*** Opening Information supplied ***
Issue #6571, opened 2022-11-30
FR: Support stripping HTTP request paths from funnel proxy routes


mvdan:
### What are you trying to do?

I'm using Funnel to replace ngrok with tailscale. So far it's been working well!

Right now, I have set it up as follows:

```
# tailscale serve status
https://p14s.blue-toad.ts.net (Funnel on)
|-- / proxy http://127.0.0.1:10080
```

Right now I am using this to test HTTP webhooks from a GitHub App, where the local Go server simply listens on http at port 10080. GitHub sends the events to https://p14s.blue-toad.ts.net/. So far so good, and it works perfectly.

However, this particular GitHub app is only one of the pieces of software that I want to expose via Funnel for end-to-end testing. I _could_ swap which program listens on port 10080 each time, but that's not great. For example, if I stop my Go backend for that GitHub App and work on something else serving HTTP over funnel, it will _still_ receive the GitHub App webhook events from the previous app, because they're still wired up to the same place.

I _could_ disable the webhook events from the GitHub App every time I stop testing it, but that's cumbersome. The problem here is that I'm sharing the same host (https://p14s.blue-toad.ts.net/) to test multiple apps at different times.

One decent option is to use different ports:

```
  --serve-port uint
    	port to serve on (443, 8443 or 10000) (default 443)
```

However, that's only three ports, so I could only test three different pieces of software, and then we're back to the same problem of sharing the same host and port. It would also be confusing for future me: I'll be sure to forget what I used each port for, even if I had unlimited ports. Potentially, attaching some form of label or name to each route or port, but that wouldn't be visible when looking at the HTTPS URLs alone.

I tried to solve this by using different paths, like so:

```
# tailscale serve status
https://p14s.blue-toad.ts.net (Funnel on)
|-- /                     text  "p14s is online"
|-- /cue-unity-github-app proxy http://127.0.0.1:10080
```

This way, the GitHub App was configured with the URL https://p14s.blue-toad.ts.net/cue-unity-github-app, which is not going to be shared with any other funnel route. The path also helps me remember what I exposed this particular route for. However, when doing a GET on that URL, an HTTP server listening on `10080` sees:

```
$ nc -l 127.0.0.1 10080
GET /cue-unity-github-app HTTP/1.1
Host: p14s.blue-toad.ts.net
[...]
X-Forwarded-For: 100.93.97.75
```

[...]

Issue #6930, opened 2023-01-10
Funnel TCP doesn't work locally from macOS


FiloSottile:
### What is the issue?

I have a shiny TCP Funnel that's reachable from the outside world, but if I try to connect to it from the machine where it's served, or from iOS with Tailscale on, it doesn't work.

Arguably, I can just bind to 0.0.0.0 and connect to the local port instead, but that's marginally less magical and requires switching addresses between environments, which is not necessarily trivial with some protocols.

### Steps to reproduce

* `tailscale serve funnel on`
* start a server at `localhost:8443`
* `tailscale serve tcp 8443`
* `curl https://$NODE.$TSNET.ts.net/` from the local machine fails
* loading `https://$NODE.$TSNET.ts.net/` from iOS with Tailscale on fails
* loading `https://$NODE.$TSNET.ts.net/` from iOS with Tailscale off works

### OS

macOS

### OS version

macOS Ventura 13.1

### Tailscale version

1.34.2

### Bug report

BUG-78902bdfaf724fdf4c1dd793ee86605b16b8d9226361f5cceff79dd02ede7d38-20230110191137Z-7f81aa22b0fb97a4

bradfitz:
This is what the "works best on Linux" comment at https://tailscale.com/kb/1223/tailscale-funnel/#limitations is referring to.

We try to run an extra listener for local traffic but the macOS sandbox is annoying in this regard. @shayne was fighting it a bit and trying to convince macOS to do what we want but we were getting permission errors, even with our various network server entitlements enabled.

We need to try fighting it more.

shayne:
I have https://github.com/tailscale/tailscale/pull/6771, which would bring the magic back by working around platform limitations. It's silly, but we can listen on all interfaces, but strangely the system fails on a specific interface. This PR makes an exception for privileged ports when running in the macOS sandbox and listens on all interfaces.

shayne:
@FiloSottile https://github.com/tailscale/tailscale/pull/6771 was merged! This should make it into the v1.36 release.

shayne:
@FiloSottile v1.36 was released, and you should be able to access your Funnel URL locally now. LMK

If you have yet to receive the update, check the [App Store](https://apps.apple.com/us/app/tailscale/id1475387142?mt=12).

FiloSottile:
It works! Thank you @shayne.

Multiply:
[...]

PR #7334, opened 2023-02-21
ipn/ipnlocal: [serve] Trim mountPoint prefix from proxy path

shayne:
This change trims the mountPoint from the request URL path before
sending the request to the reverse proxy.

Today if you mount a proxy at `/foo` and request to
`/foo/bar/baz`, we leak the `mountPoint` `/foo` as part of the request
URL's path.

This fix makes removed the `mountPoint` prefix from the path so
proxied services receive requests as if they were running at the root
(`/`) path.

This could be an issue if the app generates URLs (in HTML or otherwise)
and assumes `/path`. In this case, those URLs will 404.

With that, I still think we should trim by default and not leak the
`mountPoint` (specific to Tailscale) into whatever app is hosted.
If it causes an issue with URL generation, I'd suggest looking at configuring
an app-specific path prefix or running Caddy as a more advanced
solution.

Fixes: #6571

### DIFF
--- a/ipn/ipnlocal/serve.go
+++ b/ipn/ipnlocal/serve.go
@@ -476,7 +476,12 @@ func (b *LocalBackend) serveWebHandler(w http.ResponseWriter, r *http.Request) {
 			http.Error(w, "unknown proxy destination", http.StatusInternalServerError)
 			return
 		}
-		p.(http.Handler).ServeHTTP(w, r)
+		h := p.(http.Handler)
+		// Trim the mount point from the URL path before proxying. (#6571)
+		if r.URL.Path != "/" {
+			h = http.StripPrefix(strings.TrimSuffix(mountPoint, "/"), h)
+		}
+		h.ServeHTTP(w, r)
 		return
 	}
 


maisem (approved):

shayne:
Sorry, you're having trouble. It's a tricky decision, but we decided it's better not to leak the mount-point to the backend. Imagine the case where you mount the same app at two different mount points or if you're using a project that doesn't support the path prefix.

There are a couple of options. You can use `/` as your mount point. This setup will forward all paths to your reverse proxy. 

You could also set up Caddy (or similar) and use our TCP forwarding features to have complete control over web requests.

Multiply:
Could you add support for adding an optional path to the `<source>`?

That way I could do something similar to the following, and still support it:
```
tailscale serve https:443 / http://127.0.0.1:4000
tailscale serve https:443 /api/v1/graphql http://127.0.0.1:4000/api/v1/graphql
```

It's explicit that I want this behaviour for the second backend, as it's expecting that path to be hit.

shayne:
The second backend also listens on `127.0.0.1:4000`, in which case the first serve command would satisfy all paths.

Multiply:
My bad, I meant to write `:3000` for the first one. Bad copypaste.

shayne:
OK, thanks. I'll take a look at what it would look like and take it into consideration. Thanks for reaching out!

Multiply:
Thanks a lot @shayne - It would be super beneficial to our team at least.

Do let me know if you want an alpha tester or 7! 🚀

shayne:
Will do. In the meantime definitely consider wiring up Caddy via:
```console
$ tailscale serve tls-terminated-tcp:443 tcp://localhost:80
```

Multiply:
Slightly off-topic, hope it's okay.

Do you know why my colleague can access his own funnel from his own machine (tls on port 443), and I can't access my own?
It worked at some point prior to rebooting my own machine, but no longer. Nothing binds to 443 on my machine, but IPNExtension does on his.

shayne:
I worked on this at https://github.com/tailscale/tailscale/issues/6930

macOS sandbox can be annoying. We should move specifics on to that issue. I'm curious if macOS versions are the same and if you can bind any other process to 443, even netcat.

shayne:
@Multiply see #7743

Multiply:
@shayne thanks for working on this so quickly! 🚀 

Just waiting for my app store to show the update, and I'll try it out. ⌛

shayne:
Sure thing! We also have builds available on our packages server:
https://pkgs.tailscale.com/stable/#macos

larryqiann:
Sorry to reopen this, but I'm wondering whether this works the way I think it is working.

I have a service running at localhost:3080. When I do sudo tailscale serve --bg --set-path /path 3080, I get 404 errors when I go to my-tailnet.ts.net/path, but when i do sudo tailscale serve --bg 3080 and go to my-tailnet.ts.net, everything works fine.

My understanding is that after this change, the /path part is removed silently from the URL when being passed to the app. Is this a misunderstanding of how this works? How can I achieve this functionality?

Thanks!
*** Closing Information supplied ***
Within this data, count the lines that include the string "NODE" and write the number with nothing else.

3